Worst case senario is that my website will have to display about 500
out of 6000 entries in the db.

Each entry bridges a many-to-many relationship with another table and
also follows a reverse one-to-one which will return a set of related
entries. Often the query takes 12-14 seconds from start to finish.
(and 4-5 seconds to display around 100 results)
The major performance penalty thus far has been measured to be when
the MySQL statements for these queries are executed.
The many-to-may and one-to-many components only return 1-3 related
records at most for each entry and they always hit indexes so that
part of the design is optimised.

I have been using the following tools:

print connection.queries
import time
and looking at the raw MySQL to see whatother optmisations could be made.
use of MySQL EXPLAIN

Anyway, here are the details:

*in views.py the method that packages the results from the mysql query:
http://pastebin.com/m3eef56e5

*the models associated with this from two applications: 'directory' and 'common'
http://pastebin.com/m3868a1fc
http://pastebin.com/m18ec3765

*python manage.py sqlall directory && python manage.py sqlall common:

http://pastebin.com/m63a50593
http://pastebin.com/m6f958cda

As far as I can tell indexes are working and the queries should be fast.
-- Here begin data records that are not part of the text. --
PR #15509, opened 2024-07-20
tests/cpydiff/core_class: Document issue with super in classmethod.

AJMansfield:
### Summary

This documents an existing problem with the way `super()` is implemented that became evident while I was implementing `__init_subclass__`, where when used inside a classmethod it defers to the ancestor of the class object itself (i.e. `type`), rather than parent classes it inherits from.

This is probably an issue with super itself not treating the second argument differently when its a type in the way that CPython does.

### Testing

I've verified this against CPython versions 3.8, 3.10, and 3.12.


dpgeorge:
Thanks for the test case / report.

I was curious about why the difference existed, and upon investigating managed to fix it.  See #15533.

PR #15511, opened 2024-07-20
py/objtype: Add basic __init_subclass__ metaclass support.

AJMansfield:
### Summary

This PR adds partial support for the `__init_subclass__` data model method defined in [PEP487](https://peps.python.org/pep-0487/), and gates this added features behind a new feature flag, `MICROPY_PY_METACLASSES`.
While this PR does not implement "full" metaclasses, it does implement the main mechanism used in practice for most types of meta-class-like class customization.

The behavior implemented here varies from the CPython behavior for two reasons:
- Due to #15509, user-written `__init_subclass__` implementations are not able to recursively call `super().__init_subclass__()` the way PEP487 specifies. Therefore, this implementation applies a workaround: instead of invoking `__init_subclass__` only for the last base class, it invokes it on all direct base classes.
- Micropython does not support passing kwargs as bases of a class, therefore `__init_subclass__` currently has no kwargs functionality.

This PR uses #15503 as its base to ensure the `__init_subclass__` code remains in the correct order with `__set_name__` in order to match CPython. It also adds `MICROPY_PY_METACLASSES` as an alternative condition for enabling #15503's functionality, for the rare cases of metaclass code that relies on `__set_name__` class customization but doesn't need the per-lookup overhead of descriptors.

### Testing

This PR includes a test verifying this feature, and three cpydiff's precisely outlining the mismatch with CPython. I've also manually verified the functionality using the unix port.

This increases code size, but only when the corresponding feature flag is enabled.


dpgeorge:
Thanks for this, it looks like a pretty useful feature (I've never used it myself though in CPython).

Especially if MicroPython will never support full CPython metaclasses, this is a good (and more modern) approach to it.

AJMansfield:
I'm currently looking to see how to address the issue with the init_subclass recursion now given #15533.

dpgeorge:
> I'm currently looking to see how to address the issue with the init_subclass recursion now given #15533.

Oh, that's interesting, that the fix in 15533 breaks this PR.

I think 15533 is necessary and should be merged.  It's a very simple fix and fixes an edge case that's very difficult to notice in a running program, let alone debug and work around.

AJMansfield:
> Oh, that's interesting, that the fix in 15533 breaks this PR.

No, mostly it just makes one of the behavioral compromises in the original version of this PR obsolete and unnecessary -- since it was possible to fix that fairly quickly, merging the original half-measure is unnecessary.

t actually _fixes_ cpydiff/core_class_initsubclass_recursive, so I'm moving it back to tests -- though frustratingly, it wasn't quite enough to fix cpydiff/core_class_initsubclass_multi the way I'd originally hoped, even if I think I understand why now.

I think the fix for that will be tweaking to `super_attr` to special-case `__init_subclass__` lookups to default to a no-op function instead of failing. (Alternatively, we _could_ just add a default `__init_subclass__` implementation to base object; I just think it's better to limit the scope of the performance impact and tweak super instead.)

dpgeorge:
> For that matter, it actually _fixes_ cpydiff/core_class_initsubclass_recursive, so I'll be moving it back to tests

Very good!  Then merging #15533 is the right way to move forward.

> though frustratingly, it wasn't quite enough to fix cpydiff/core_class_initsubclass_multi the way I'd originally hoped, even if I think I understand why now.
> 
> I think the fix for that will be tweaking to `super_attr` to special-case `__init_subclass__` lookups to default to a no-op function instead of failing. (Alternatively, we _could_ just add a default `__init_subclass__` implementation to base object; I just think it's better to limit the scope of the performance impact and tweak super instead.)

Hmm, I'm not sure at this stage what the best option is... do what you think is best then we can review it.

AJMansfield:
Retracting in favor of further discussion and consensus about this feature.

PR #15517, opened 2024-07-21
py/py.mk: Add USERMOD_LIB_ASM to include assembly files.

george-hopkins:
### Summary

Introduce `USERMOD_LIB_ASM` to allow users to include assembly files as part of their user modules. It could be used to include optimized functions or outputs of other programming languages.

### Testing

Tested on `unix`.

* Assemble files yourself and use `LDFLAGS_USERMOD` to include the compiled functions as a library.


dpgeorge:
Thanks for the contribution, this is a useful addition.

(Assembly files can be .s or .S.  The latter are compiled with the C compiler and can contain macros, which is more general/useful than .s, so I think supporting .S is the right thing.)

PR #15519, opened 2024-07-22
extmod/vfs_fat.c: Add default volume label to mkfs if it exists

tstenvold:
### Summary

Using mkfs doesn't set a volume label for FAT filesystems, this PR will set the default volume label if it exists.

### Testing
Tested on a PYBV11

Alternatives would be to add a new function for setting/getting the label or adding a second optional argument to mfks for setting the volume label. Both of which would add more code for little gain.


dpgeorge:
Thanks, this is a good solution.

PR #15520, opened 2024-07-22
py/misc: Fix msvc and C++ compatibility.

stinos:
### Summary

Fix 3 warning types which occur when compiling misch.h with a C++ compiler, msvc with most warnings enabled in this case, since 908ab1ce

### Testing

Compiles with msvc in C++ mode now.

The 'conditional expression is constant' on `if (sizeof(mp_int_t) == sizeof(long)) {` was fixed by adding making this

```
static inline bool mp_check(bool value) {
    return value;
}

... if (mp_check(sizeof(mp_int_t) == sizeof(long))) { ...
``` 

instead of disabling the warning by surrounding the code with something like
```
#if _MSC_VER
#pragma warning(push)
#pragma warning(disable: 4127)
#endif
if (sizeof(mp_int_t) == sizeof(long)
#if _MSC_VER
#pragma warning(pop)
#endif
```
because the latter is ugly and a lot of text for something simple. I don't know of another cross-platform way to do this (C preprocessor cannot compare types nor can use sizeof) and `if constexpr` is only available fo C++-17.

### DIFF
--- a/py/misc.h
+++ b/py/misc.h
@@ -338,38 +338,44 @@ typedef const char *mp_rom_error_text_t;
 #ifdef _MSC_VER
 #include <intrin.h>
 
-static uint32_t mp_clz(uint32_t x) {
+static inline uint32_t mp_clz(uint32_t x) {
     unsigned long lz = 0;
     return _BitScanReverse(&lz, x) ? (sizeof(x) * 8 - 1) - lz : 0;
 }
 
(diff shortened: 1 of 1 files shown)


dpgeorge:
Thanks, this looks good.

Not sure why all those static functions in `py/misc.h` weren't `static inline` to begin with.... that's an oversight by the person who merged that PR :grimacing: :joy:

Here is the MySQL per iteration (will execute 500 times for my worst
case scenario which takes 12 seconds on average)

SELECT `common_addresstype`.`id`, `common_addresstype`.`adrtype` FROM
`common_addresstype` WHERE `common_addresstype`.`id` = 1;
SELECT `common_addresstype`.`id`, `common_addresstype`.`adrtype` FROM
`common_addresstype` WHERE `common_addresstype`.`id` = 2;
SELECT `common_addradmin`.`id`,
`common_addradmin`.`surfaceMail_works`,
`common_addradmin`.`addr_enabled` FROM `common_addradmin` WHERE
`common_addradmin`.`id` = 1;
SELECT `common_address`.`id`, `common_address`.`airfield_id`,
`common_address`.`country_id`, `common_address`.`addresstype_id`,
`common_address`.`addradmin_id`, `common_address`.`location_id`,
`common_address`.`street1`, `common_address`.`street2`,
`common_address`.`user_lat_dec`, `common_address`.`user_long_dec`,
`common_address`.`zoom` FROM `common_address` INNER JOIN
`common_address_directory` ON (`common_address`.`id` =
`common_address_directory`.`address_id`) WHERE
`common_address_directory`.`directory_id` = 4267;

Last but not least Explain for the above MySQL for 1 instance of 500 entries.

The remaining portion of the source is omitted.